WHAT TO WORK ON: Word for word, restate the records that follow.

═════ DATA IN THIS EXERCISE

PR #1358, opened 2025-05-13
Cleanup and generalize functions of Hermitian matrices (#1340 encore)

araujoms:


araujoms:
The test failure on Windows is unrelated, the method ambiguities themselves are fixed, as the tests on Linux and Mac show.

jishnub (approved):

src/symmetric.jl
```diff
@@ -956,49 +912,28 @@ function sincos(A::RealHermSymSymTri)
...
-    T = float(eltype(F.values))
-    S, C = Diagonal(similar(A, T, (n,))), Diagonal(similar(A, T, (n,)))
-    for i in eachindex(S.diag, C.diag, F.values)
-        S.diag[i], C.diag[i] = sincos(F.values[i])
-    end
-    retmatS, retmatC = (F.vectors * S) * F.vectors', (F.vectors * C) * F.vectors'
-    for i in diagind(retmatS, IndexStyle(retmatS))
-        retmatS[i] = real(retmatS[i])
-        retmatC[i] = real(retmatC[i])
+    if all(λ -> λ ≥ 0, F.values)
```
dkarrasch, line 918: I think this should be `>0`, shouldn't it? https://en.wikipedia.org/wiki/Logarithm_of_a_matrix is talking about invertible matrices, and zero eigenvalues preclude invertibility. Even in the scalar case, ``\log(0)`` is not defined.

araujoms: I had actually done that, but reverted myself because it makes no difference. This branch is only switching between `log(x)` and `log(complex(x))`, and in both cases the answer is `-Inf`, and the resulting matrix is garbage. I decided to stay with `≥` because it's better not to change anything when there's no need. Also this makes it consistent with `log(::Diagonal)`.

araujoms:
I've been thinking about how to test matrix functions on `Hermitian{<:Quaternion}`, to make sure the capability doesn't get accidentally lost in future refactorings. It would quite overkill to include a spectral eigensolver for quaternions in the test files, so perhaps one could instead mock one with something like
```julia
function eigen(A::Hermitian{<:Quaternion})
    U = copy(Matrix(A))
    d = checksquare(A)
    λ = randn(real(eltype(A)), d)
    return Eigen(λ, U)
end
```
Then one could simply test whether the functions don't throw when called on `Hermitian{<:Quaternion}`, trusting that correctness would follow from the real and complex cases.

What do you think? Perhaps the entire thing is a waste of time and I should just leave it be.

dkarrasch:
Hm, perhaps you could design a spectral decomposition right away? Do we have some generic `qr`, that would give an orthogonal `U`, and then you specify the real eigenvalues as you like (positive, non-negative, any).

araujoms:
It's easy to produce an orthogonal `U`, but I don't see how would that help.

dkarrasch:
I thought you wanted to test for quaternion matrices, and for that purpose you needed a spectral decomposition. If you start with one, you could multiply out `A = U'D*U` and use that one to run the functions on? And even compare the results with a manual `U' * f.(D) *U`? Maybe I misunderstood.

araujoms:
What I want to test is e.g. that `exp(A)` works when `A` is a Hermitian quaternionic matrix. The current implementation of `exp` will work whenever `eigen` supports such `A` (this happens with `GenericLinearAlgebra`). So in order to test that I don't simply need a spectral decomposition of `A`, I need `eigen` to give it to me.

══════════

ANSWER SECTION:
PR #1358, opened 2025-05-13
Cleanup and generalize functions of Hermitian matrices (#1340 encore)

araujoms:


araujoms:
The test failure on Windows is unrelated, the method ambiguities themselves are fixed, as the tests on Linux and Mac show.

jishnub (approved):

src/symmetric.jl
```diff
@@ -956,49 +912,28 @@ function sincos(A::RealHermSymSymTri)
...
-    T = float(eltype(F.values))
-    S, C = Diagonal(similar(A, T, (n,))), Diagonal(similar(A, T, (n,)))
-    for i in eachindex(S.diag, C.diag, F.values)
-        S.diag[i], C.diag[i] = sincos(F.values[i])
-    end
-    retmatS, retmatC = (F.vectors * S) * F.vectors', (F.vectors * C) * F.vectors'
-    for i in diagind(retmatS, IndexStyle(retmatS))
-        retmatS[i] = real(retmatS[i])
-        retmatC[i] = real(retmatC[i])
+    if all(λ -> λ ≥ 0, F.values)
```
dkarrasch, line 918: I think this should be `>0`, shouldn't it? https://en.wikipedia.org/wiki/Logarithm_of_a_matrix is talking about invertible matrices, and zero eigenvalues preclude invertibility. Even in the scalar case, ``\log(0)`` is not defined.

araujoms: I had actually done that, but reverted myself because it makes no difference. This branch is only switching between `log(x)` and `log(complex(x))`, and in both cases the answer is `-Inf`, and the resulting matrix is garbage. I decided to stay with `≥` because it's better not to change anything when there's no need. Also this makes it consistent with `log(::Diagonal)`.

araujoms:
I've been thinking about how to test matrix functions on `Hermitian{<:Quaternion}`, to make sure the capability doesn't get accidentally lost in future refactorings. It would quite overkill to include a spectral eigensolver for quaternions in the test files, so perhaps one could instead mock one with something like
```julia
function eigen(A::Hermitian{<:Quaternion})
    U = copy(Matrix(A))
    d = checksquare(A)
    λ = randn(real(eltype(A)), d)
    return Eigen(λ, U)
end
```
Then one could simply test whether the functions don't throw when called on `Hermitian{<:Quaternion}`, trusting that correctness would follow from the real and complex cases.

What do you think? Perhaps the entire thing is a waste of time and I should just leave it be.

dkarrasch:
Hm, perhaps you could design a spectral decomposition right away? Do we have some generic `qr`, that would give an orthogonal `U`, and then you specify the real eigenvalues as you like (positive, non-negative, any).

araujoms:
It's easy to produce an orthogonal `U`, but I don't see how would that help.

dkarrasch:
I thought you wanted to test for quaternion matrices, and for that purpose you needed a spectral decomposition. If you start with one, you could multiply out `A = U'D*U` and use that one to run the functions on? And even compare the results with a manual `U' * f.(D) *U`? Maybe I misunderstood.

araujoms:
What I want to test is e.g. that `exp(A)` works when `A` is a Hermitian quaternionic matrix. The current implementation of `exp` will work whenever `eigen` supports such `A` (this happens with `GenericLinearAlgebra`). So in order to test that I don't simply need a spectral decomposition of `A`, I need `eigen` to give it to me.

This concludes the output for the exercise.